The Michelin Defender gets great reviews and has a 90k mile warranty compared to the 65k warranty on the Energy Saver. A little bit spendy though at $160/tire - about $25/tire more than the Energy Savers. Michelin is offering $70 rebate card on set of 4, at least at Discount Tire, and my local Discount Tire store has a banner out on top of the building that that says they are matching/doubling mfr. warranties. That would be a good deal.

Discount Tire also exclusively sells the Yokohama YK580 tire, which is comparable specs to the Michelin Primacy line (that isn't made with suitable weight ratings for our vans). I put a set of 4 on both my vehicles a little over a year ago and have been very pleased, but they appear not to have the price break they once did. I think I paid $120/tire with $120 in rebates on full set and the tire was priced significantly lower than the Michelins. It's priced now at a whopping $154/tire. For that I'd go ahead and get the Michelin Defender for $160/tire.

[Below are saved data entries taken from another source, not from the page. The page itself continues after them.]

PR #1210, opened 2021-10-25
fix(provider-generator): use put setter so that getter returns required value

### LINKED ISSUE #1200: Prebuilt AWS Typing Error on Generated Resource Properties
### Community Note

### cdktf & Language Versions
```
cdktf --version
0.7.0

"typescript": "4.4.4"
"@cdktf/provider-aws": "2.0.13"
```

### Affected Resource(s)
```
IAM.IamRole
S3.S3Bucket
```
and maybe more...

### Debug Output
https://gist.github.com/vu-bui/7001cd3001792b9d447b1874e9e5e0dc

### Expected Behavior
The properties that are specified as optional inputs and are auto-generated by terraform should not be `undefined` as they're Resolvable

### Actual Behavior
`tsc` throws compile error

DanielMSchmidt:
Fixes #1200

@skorfmann and I talked about this and we found out that we have to make some decisions here:

## Decision 1: Mutation via Setter or Put Method
If we decide to have setters we need to have the same type for the getter. If a value is computed or not, as long as it's optional it's typed as optional, making deep property access harder.

```ts
interface MyPropertyType {
  foo?: string; 
  bar: string;
}
class MyPropertyOutputReference {
  public get foo(): string {
    return "str"
  }

  public get bar(): string {
    return "str"
  }
}
class MyResource {
  // The return type if a setter is present is MyPropertyType, when it's absent it's MyPropertyOutputReference
  public get myProp() {
    return new MyPropertyOutputReference();  
  }

  public set myProp(value: MyPropertyType){}
}
```

## Decision 2: Output values are always present or not
Regarding output values, we are also unsure if we want to make only optional & computed types always present or all. Having only optional & computed ones always present could allow users to catch errors earlier, but would make setters harder.

```ts
// Access with always present type
nginxKubernetesDeployment.spec.selector.matchLabels

// Access with optional values
nginx.spec.selector ? nginx.spec.selector.matchLabels : {}
```

## Decision 3: Mutating primitives via set / put method 
If we want to handle these cases better we'd need to use putXYZ methods to mutate values, we are unsure here if we also want to use these for primitive types.

```ts
// This would in both cases be the way since it's a complex object
nginxKubernetesDeployment.putSpec({ selector: { matchLabels: { foo: "bar" } } });

// Only put
nginxKubernetesDeployment.spec.selector.putMatchLabels({ foo: "bar" })

// Put and set mixed
nginxKubernetesDeployment.spec.selector.matchLabels = { foo: "bar" }
```

### DIFF
--- a/packages/@cdktf/provider-generator/lib/get/__tests__/generator/__snapshots__/complex-computed-types.test.ts.snap
+++ b/packages/@cdktf/provider-generator/lib/get/__tests__/generator/__snapshots__/complex-computed-types.test.ts.snap
@@ -53,22 +53,22 @@ export namespace ACM {
   export class AcmCertificateDomainValidationOptions extends cdktf.ComplexComputedList {
 
     // domain_name - computed: true, optional: false, required: false
-    public get domainName() {
+    public get domainName(): string {
       return this.getStringAttribute('domain_name');
     }
 
     // resource_record_name - computed: true, optional: false, required: false
-    public get resourceRecordName() {
+    public get resourceRecordName(): string {
       return this.getStringAttribute('resource_record_name');
     }
 
     // resource_record_type - computed: true, optional: false, required: false
-    public get resourceRecordType() {
+    public get resourceRecordType(): string {
       return this.getStringAttribute('resource_record_type');
     }
 
     // resource_record_value - computed: true, optional: false, required: false
-    public get resourceRecordValue() {
+    public get resourceRecordValue(): string {
       return this.getStringAttribute('resource_record_value');
     }
   }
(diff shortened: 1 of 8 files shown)


jsteinich:
1. I definitely think that we should use a put method. I've run into issues with wanting different types many times. Fundamentally they are different types, but jsii won't allow them to be different (TS actually does now). We've also already introduced put methods and the benefits to better representing the types outweighs drawbacks to setting (especially since constructor is unchanged).
2. I believe HCL always allows for referencing a value. I haven't encountered any issues there, but I haven't extensively tested. Perhaps an `optional: true, computed: false` property would cause an issue; in which case, we could make the getter still return optional type. Anything that is computed or required will have a value.
3. I see the question being more about should we remove the setters universally (also for required properties). I have a slight preference towards keeping them, but having consistency is appealing.

jsteinich:
Looks like part of this was actually just a regression that is being fixed directly with #1310.

There are still some parts from #480 where this is applicable. We are already using an `<X>OutputReference` type for single item complex attributes, but there will most likely be some instances of non-single item complex attributes. Once #1310 is merged in I can take a shot at updating that (hopefully) last case.

DanielMSchmidt:
Thank you for your help! We are planning to brain storm a bit on our long-term vision of the API async during the next weeks, I think after that we will have a good enough vision that we can resolve the uncertainties around the decisions to be made in this PR.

Can't speak to Goodyears, but I saw 2-3 models they sell with really good ratings at a decent enough prices. Not enough to swing me over from the Yokohama though.

Stay away from Bridgestone. They were OEM on the 2009-2010 vans and were terrible. Just terrible ride and noisy and wore fast. Chryco switched OEM suppliers in 2011 to Michelin Energy Savers, and it says something to get Chryco to switch OEM suppliers.


----------



## Steveaut (Sep 16, 2010)

I have a 2010. My Bridgestone's lasted about 38k miles. I thought the ride was bad. I put on Michelin Defenders at Sam's Club. I don't recall the price, but it had $70.00 off. I have about 77k on the Routan now; 39k miles on them. They are about half life. The ride is great. Very smooth compared to the Bridgestones. My Jetta had Bridgestones as well. They didn't last that long, less than the warranty period and the ride was equally rough. I put on Michelins on the Jetta as well, about the same time. They are doing well. I think I will be sold on Michelins from this point forward. They have lasted, ride is great compared to Bridgestones and they seem to go on sale regular enough at Costco or Sam's Club that save me money.


----------



## cscsc (Jun 14, 2009)

Our SEL went about 50K on the Bridgestones - most I've ever gotten from OEM tires. Switched to the current OEM, the Michelin Energy Saver A/S. Now have 76K and going strong. No complaints about the ride or handling. Would buy them again.


----------



## Volvos Rock (Oct 13, 2011)

Just replaced the crappy Bridgestones at 37k miles with Cooper CS4 touring, very nice and stable ride, excellent in wet and a good looking tire to boot. 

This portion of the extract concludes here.